→ What you are asked to do
The full set of entries below needs to be written out exactly.

═══ Record extracts ═══

PR #200, opened 2020-03-27
feat(server-auth): make the input extensible for different use cases

dhenneke:
This PR adds the possibility to add extensions for the `OPAInput` and moves the implementation of the headers to an extension that is enabled by default. It also adds an option to disable this default extension.

### DIFF
--- a/sda-commons-server-auth/README.md
+++ b/sda-commons-server-auth/README.md
@@ -156,7 +156,7 @@ The OPA bundle requests the policy decision providing the following inputs
  * HTTP path as Array
  * HTTP method as String
  * validated JWT (if available) 
- * all request headers 
+ * all request headers (can be disabled in the [`OpaBundle`](./src/main/java/org/sdase/commons/server/opa/OpaBundle.java) builder)
 
 _Remark to HTTP request headers:_  
 The bundle normalizes  header names to lower case to simplify handling in OPA since HTTP specification defines header names as case insensitive.
--- a/sda-commons-server-auth/README.md
+++ b/sda-commons-server-auth/README.md
@@ -157,12 +157,15 @@ The OPA bundle requests the policy decision providing the following inputs
  * HTTP method as String
  * validated JWT (if available) 
  * all request headers 
- 
+
 _Remark to HTTP request headers:_  
 The bundle normalizes  header names to lower case to simplify handling in OPA since HTTP specification defines header names as case insensitive.
 Multivalued headers are not normalized with respect to the representation as list or single string with separator char.
 They are forwarded as parsed by the framework. 
-  
+
+_Security note:_
+Please be aware that while a service might only consider one value of a specific header, the OPA is able to authorize on a array of those.
+Consider this in your policy when you want to make sure that you authorize on the same value that a service might use to evaluate the output.
 
 These inputs can be accessed inside a policy `.rego`-file in this way:
 ```
@@ -186,7 +189,7 @@ allow {
     token.payload.claim
 
     # allow if a request header 'HttpRequestHeaderName' has a certain value 
-    input.headers["httprequestheadername"][_] == "certain-value" 
+    input.headers["httprequestheadername"][_] == "certain-value"
 }
 ```
 
@@ -306,3 +309,52 @@ opa:
 
 [`sda-commons-server-auth-testing`](../sda-commons-server-auth-testing/README.md) provides support for testing
 applications with authentication.
+
+## Input Extensions
+
+The Bundle offers the option to register extensions that send custom data to the Open Policy Agent to be accessed during policy execution.
+Such extensions implement the [`OpaInputExtension`](.src/main/java/org/sdase/commons/server/opa/extension/OpaInputExtension.java) interface and are registered in a dedicated namespace.
+The extension is called in the `OpaAuthFilter` and is able to access the current `RequestContext` to for example extract additional data from the request.
+_Overriding existing input properties (`path`, `jwt`, `httpMethod`) is not possible._
+
+This extension option should only be used if the normal authorization via constraints is not powerful enough.
+In general, a custom extension should not be necessary for most use cases.
+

═══

→ Solution to this problem
PR #200, opened 2020-03-27
feat(server-auth): make the input extensible for different use cases

dhenneke:
This PR adds the possibility to add extensions for the `OPAInput` and moves the implementation of the headers to an extension that is enabled by default. It also adds an option to disable this default extension.

### DIFF
--- a/sda-commons-server-auth/README.md
+++ b/sda-commons-server-auth/README.md
@@ -156,7 +156,7 @@ The OPA bundle requests the policy decision providing the following inputs
  * HTTP path as Array
  * HTTP method as String
  * validated JWT (if available) 
- * all request headers 
+ * all request headers (can be disabled in the [`OpaBundle`](./src/main/java/org/sdase/commons/server/opa/OpaBundle.java) builder)
 
 _Remark to HTTP request headers:_  
 The bundle normalizes  header names to lower case to simplify handling in OPA since HTTP specification defines header names as case insensitive.
--- a/sda-commons-server-auth/README.md
+++ b/sda-commons-server-auth/README.md
@@ -157,12 +157,15 @@ The OPA bundle requests the policy decision providing the following inputs
  * HTTP method as String
  * validated JWT (if available) 
  * all request headers 
- 
+
 _Remark to HTTP request headers:_  
 The bundle normalizes  header names to lower case to simplify handling in OPA since HTTP specification defines header names as case insensitive.
 Multivalued headers are not normalized with respect to the representation as list or single string with separator char.
 They are forwarded as parsed by the framework. 
-  
+
+_Security note:_
+Please be aware that while a service might only consider one value of a specific header, the OPA is able to authorize on a array of those.
+Consider this in your policy when you want to make sure that you authorize on the same value that a service might use to evaluate the output.
 
 These inputs can be accessed inside a policy `.rego`-file in this way:
 ```
@@ -186,7 +189,7 @@ allow {
     token.payload.claim
 
     # allow if a request header 'HttpRequestHeaderName' has a certain value 
-    input.headers["httprequestheadername"][_] == "certain-value" 
+    input.headers["httprequestheadername"][_] == "certain-value"
 }
 ```
 
@@ -306,3 +309,52 @@ opa:
 
 [`sda-commons-server-auth-testing`](../sda-commons-server-auth-testing/README.md) provides support for testing
 applications with authentication.
+
+## Input Extensions
+
+The Bundle offers the option to register extensions that send custom data to the Open Policy Agent to be accessed during policy execution.
+Such extensions implement the [`OpaInputExtension`](.src/main/java/org/sdase/commons/server/opa/extension/OpaInputExtension.java) interface and are registered in a dedicated namespace.
+The extension is called in the `OpaAuthFilter` and is able to access the current `RequestContext` to for example extract additional data from the request.
+_Overriding existing input properties (`path`, `jwt`, `httpMethod`) is not possible._
+
+This extension option should only be used if the normal authorization via constraints is not powerful enough.
+In general, a custom extension should not be necessary for most use cases.
+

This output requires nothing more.